[Opening SUPPLIED RECORDS section]
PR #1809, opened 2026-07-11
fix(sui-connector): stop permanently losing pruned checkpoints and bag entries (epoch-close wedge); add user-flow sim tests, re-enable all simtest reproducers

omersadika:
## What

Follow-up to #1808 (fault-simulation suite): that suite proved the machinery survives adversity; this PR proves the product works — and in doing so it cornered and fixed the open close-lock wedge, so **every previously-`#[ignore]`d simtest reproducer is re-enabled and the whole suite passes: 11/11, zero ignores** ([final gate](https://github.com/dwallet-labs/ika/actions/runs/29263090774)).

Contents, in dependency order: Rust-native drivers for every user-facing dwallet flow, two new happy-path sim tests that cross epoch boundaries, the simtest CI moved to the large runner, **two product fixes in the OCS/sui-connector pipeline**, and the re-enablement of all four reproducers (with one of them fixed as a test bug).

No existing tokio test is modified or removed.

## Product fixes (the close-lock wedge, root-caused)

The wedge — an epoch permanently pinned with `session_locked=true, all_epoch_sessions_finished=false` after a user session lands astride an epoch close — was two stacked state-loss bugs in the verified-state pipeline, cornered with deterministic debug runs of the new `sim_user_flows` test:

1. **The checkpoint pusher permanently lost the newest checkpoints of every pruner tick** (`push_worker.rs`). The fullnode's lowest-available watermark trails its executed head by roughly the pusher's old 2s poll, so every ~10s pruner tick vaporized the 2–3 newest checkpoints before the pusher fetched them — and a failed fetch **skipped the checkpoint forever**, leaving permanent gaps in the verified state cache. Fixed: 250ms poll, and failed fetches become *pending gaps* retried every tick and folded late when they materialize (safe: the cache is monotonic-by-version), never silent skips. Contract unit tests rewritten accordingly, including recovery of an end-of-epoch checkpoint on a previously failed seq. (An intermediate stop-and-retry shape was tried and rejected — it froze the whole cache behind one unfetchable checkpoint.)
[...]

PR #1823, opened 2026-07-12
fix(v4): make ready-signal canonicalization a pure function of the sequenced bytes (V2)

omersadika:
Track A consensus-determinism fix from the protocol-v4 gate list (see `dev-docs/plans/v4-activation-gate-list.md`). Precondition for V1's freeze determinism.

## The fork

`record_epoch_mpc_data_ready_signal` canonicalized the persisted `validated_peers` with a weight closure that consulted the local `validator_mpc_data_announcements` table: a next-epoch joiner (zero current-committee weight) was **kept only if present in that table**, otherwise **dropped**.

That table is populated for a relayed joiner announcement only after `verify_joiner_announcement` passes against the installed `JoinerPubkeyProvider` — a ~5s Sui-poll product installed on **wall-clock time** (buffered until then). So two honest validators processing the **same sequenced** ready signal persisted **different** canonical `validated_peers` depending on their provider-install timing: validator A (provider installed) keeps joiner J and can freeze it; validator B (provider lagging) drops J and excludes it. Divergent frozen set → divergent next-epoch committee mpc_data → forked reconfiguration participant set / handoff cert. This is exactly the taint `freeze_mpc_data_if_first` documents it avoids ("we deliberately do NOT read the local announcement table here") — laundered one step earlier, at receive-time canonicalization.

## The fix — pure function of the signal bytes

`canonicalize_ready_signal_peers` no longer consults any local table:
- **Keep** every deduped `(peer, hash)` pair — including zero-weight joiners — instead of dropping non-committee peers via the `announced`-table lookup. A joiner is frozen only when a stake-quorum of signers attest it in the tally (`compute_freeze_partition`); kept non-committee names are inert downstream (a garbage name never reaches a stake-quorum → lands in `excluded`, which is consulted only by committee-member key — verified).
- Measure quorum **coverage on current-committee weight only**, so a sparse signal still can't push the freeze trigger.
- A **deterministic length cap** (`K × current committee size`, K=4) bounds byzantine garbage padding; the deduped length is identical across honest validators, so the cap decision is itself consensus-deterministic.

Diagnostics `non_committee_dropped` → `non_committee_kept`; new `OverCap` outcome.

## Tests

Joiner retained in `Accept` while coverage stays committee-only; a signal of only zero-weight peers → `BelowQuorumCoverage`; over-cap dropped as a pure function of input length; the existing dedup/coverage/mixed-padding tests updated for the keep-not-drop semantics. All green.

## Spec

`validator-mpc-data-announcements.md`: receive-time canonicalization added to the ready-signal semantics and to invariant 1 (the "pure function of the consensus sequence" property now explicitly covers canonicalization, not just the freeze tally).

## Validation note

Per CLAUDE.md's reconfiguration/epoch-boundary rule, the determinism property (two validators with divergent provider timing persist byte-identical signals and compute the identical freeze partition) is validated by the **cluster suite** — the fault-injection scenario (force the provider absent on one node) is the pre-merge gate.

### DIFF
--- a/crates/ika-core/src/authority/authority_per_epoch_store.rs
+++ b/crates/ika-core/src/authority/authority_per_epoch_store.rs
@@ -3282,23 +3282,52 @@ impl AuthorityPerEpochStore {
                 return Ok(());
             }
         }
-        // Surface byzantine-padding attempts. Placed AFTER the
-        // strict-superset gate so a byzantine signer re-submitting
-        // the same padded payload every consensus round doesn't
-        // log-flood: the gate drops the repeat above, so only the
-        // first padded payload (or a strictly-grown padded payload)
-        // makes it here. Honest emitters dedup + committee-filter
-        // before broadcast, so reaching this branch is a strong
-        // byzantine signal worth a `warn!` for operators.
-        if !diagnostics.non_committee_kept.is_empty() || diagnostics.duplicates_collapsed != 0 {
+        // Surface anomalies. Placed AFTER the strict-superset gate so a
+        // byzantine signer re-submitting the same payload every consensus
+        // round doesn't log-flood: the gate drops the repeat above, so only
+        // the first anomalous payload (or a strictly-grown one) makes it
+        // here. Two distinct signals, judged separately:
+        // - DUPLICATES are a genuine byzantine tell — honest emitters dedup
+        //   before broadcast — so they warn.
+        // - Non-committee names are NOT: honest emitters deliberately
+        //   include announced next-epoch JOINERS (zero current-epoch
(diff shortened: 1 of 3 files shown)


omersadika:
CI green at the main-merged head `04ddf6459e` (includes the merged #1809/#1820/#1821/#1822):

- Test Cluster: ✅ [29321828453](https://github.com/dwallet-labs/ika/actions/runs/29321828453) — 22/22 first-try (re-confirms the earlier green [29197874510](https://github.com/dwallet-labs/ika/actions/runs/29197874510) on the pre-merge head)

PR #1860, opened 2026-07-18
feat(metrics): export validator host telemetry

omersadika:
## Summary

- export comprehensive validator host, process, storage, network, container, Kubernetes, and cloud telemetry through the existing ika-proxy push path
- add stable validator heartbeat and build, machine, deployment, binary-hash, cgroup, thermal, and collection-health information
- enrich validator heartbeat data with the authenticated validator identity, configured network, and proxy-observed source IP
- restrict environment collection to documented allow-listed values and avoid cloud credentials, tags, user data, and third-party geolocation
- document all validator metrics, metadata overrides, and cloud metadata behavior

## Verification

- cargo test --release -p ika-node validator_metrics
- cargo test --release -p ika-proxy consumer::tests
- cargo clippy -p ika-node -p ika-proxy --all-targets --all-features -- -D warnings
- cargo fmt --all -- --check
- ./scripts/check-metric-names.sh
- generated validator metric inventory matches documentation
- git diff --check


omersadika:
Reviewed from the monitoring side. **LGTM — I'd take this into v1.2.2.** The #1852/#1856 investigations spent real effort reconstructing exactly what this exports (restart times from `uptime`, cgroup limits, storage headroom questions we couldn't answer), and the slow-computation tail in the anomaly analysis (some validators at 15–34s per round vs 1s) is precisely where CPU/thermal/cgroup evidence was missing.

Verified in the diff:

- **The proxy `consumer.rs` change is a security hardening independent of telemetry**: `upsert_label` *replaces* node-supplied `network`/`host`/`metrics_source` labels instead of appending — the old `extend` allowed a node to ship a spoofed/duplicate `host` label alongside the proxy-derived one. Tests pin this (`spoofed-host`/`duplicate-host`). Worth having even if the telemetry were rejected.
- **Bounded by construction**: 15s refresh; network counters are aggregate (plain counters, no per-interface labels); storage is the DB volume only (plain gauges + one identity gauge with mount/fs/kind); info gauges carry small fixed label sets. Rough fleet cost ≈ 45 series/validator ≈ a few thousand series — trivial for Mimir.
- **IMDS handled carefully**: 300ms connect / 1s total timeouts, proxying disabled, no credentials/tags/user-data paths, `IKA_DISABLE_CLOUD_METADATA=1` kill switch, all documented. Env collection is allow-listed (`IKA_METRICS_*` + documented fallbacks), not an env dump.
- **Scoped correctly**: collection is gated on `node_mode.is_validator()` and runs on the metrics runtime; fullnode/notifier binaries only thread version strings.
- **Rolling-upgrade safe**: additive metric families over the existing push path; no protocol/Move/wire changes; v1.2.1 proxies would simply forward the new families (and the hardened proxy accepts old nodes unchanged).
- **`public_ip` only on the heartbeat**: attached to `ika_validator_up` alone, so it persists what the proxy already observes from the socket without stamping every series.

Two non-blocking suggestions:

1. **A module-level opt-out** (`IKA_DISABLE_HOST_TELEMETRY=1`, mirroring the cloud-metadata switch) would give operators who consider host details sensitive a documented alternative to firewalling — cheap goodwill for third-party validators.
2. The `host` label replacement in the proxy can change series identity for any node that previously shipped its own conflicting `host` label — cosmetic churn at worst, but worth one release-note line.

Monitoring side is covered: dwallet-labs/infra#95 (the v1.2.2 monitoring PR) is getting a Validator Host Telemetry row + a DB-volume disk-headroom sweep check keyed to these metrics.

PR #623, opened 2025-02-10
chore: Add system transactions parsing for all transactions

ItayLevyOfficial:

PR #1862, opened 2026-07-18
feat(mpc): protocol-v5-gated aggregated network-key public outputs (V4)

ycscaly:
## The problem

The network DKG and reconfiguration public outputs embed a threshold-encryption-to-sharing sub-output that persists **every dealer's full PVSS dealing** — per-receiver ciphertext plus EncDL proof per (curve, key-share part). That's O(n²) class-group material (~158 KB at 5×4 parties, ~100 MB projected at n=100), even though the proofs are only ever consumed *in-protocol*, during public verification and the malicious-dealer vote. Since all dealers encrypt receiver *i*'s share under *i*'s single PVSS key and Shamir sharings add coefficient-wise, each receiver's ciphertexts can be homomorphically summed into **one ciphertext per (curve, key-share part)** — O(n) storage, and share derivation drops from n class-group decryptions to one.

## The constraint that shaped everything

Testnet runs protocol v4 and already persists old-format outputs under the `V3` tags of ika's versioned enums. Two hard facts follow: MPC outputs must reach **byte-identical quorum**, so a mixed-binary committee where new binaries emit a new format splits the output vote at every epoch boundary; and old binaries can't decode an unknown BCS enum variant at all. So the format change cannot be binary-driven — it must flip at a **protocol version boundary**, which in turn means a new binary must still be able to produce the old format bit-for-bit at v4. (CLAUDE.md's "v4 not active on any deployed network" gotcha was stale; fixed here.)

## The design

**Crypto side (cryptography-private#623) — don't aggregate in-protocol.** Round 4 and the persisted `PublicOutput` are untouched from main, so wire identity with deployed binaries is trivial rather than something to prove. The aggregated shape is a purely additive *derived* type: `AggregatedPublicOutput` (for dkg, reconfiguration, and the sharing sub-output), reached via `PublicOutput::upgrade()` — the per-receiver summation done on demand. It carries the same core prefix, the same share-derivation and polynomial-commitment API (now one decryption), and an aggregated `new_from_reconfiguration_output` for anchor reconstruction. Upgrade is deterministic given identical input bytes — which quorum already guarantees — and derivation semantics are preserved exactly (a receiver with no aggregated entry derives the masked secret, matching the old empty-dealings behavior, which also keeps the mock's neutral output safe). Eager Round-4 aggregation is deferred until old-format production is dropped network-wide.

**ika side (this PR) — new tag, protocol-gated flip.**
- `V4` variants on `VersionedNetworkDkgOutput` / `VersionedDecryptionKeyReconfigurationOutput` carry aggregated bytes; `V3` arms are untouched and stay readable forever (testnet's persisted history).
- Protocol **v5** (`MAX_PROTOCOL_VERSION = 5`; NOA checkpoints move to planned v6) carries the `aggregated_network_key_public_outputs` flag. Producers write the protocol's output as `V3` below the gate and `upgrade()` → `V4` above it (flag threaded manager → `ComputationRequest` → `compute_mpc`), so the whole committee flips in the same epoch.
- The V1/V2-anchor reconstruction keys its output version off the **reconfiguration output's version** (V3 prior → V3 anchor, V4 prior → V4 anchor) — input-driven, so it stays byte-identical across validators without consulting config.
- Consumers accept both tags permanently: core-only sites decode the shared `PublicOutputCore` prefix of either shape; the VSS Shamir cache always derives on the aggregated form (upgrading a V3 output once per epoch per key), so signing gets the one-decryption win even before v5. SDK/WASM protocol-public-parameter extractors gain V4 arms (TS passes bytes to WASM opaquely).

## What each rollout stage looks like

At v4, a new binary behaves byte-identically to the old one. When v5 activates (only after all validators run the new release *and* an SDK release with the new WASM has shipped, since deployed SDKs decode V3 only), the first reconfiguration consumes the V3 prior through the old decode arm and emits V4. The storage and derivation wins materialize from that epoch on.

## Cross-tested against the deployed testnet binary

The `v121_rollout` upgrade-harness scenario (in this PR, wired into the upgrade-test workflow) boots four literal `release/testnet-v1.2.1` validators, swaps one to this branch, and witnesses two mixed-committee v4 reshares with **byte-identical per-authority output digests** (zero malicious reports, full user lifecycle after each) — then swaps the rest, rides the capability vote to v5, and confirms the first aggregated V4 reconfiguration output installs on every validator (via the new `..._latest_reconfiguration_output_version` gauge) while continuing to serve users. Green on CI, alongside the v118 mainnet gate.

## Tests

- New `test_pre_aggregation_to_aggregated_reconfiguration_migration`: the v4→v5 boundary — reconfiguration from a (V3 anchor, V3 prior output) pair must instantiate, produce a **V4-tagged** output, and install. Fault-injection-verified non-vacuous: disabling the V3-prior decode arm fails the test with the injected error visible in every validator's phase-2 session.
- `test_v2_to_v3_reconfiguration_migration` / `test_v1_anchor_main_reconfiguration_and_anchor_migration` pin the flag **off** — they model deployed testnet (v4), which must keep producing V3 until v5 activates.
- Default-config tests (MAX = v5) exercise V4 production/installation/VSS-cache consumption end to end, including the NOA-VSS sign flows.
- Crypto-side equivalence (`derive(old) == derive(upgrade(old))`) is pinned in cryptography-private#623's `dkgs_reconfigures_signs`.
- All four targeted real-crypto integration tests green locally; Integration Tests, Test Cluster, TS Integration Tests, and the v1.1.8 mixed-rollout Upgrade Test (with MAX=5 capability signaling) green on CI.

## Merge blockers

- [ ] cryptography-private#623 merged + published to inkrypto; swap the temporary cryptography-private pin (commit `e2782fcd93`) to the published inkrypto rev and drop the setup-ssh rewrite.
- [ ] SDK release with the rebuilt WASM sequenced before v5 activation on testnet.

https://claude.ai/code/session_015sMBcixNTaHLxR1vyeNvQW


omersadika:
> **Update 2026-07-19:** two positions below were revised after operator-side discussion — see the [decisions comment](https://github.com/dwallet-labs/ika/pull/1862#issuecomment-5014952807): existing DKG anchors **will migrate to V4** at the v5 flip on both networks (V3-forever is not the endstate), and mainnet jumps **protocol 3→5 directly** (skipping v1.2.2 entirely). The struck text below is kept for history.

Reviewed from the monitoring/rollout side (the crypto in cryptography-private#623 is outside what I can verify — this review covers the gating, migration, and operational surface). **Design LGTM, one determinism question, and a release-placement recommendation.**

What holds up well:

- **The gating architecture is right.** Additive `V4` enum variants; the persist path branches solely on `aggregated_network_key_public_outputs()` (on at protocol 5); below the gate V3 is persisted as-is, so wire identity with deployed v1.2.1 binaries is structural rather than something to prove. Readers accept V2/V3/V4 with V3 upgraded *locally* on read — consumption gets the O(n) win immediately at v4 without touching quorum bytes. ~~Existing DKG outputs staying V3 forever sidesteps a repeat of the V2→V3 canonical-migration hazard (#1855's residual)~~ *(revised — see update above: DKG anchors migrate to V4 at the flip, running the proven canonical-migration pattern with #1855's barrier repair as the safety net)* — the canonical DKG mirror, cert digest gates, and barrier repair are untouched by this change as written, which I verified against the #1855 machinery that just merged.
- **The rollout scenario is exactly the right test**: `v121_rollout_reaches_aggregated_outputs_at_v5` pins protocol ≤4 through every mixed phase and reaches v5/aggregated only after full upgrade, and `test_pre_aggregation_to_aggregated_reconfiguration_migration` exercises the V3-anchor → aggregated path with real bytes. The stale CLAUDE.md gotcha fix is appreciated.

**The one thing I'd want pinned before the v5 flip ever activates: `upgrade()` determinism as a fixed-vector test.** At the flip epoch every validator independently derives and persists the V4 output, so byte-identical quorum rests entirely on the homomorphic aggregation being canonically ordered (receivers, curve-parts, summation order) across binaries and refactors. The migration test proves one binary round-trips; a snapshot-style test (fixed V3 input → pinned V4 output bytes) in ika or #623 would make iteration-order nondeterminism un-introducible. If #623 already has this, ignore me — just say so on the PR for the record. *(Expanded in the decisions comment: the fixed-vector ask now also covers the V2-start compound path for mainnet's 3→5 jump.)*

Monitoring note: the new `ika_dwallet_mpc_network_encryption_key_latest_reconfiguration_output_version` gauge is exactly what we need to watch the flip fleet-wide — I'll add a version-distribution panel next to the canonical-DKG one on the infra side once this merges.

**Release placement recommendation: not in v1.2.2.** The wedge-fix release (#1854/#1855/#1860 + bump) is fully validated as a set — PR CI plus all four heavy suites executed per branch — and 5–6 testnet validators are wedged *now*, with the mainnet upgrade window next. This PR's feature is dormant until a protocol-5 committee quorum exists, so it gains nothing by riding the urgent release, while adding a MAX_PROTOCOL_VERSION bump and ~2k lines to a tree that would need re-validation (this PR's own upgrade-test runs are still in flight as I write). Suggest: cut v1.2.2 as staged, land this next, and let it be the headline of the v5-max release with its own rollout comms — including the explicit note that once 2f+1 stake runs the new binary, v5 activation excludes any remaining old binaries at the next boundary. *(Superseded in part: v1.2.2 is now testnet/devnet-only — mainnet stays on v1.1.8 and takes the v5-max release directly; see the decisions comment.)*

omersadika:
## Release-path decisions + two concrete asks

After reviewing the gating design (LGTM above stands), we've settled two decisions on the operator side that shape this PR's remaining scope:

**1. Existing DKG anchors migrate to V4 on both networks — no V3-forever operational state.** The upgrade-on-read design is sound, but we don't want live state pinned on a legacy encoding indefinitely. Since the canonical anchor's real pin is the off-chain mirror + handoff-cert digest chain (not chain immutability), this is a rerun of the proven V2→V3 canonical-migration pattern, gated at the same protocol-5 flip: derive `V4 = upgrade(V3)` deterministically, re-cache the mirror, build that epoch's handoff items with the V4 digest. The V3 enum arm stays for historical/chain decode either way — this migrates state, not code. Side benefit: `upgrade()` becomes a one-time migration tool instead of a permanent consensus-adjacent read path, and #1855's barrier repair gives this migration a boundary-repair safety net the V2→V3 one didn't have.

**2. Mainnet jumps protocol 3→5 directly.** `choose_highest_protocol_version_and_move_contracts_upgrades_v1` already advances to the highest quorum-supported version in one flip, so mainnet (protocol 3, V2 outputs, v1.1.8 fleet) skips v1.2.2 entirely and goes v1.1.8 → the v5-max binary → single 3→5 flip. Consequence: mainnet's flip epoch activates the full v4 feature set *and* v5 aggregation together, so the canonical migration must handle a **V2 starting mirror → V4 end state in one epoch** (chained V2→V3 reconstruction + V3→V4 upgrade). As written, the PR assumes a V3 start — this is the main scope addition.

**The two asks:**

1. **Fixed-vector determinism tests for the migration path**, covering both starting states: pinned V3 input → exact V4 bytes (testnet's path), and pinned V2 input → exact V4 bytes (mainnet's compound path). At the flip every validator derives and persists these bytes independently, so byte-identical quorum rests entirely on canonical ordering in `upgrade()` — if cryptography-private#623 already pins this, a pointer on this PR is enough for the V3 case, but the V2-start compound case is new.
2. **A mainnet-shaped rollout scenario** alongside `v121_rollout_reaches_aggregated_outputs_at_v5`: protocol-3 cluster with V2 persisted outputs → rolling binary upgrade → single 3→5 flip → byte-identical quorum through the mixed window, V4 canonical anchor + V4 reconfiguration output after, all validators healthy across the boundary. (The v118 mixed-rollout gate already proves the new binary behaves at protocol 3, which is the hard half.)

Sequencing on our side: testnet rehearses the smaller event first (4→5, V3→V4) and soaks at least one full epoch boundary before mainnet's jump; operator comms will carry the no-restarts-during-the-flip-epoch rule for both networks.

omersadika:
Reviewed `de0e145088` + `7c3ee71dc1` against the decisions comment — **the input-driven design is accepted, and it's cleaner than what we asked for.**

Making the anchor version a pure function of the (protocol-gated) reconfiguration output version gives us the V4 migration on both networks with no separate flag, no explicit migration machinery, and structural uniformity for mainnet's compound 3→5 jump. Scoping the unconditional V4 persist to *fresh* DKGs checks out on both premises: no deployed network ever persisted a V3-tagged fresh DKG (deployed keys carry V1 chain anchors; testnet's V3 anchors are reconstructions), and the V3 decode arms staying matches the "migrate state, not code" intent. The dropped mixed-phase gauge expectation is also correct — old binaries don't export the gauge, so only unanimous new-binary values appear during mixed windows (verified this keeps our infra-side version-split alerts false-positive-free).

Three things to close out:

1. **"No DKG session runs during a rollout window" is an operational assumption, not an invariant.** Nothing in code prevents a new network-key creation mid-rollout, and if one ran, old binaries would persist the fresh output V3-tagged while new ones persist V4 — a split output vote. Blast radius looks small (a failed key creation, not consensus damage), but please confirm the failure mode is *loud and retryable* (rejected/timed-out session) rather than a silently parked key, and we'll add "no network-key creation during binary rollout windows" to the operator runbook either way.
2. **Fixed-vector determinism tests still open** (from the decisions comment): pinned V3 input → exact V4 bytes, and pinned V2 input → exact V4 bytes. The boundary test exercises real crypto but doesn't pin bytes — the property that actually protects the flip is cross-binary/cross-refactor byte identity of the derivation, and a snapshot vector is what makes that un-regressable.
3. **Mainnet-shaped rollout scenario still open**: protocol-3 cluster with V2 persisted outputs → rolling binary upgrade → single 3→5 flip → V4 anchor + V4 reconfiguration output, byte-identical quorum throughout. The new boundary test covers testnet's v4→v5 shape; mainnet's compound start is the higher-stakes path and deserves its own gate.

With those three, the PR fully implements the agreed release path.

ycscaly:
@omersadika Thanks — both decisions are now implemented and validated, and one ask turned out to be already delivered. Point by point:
[Closing SUPPLIED RECORDS section]
## WHAT TO DO
Word for word, restate the lines above from the line containing "stamping every series." through the line containing "one release-note line.", with both included and nothing else.

## SOLUTION TO THE PROBLEM
- **`public_ip` only on the heartbeat**: attached to `ika_validator_up` alone, so it persists what the proxy already observes from the socket without stamping every series.

Two non-blocking suggestions:

1. **A module-level opt-out** (`IKA_DISABLE_HOST_TELEMETRY=1`, mirroring the cloud-metadata switch) would give operators who consider host details sensitive a documented alternative to firewalling — cheap goodwill for third-party validators.
2. The `host` label replacement in the proxy can change series identity for any node that previously shipped its own conflicting `host` label — cosmetic churn at worst, but worth one release-note line.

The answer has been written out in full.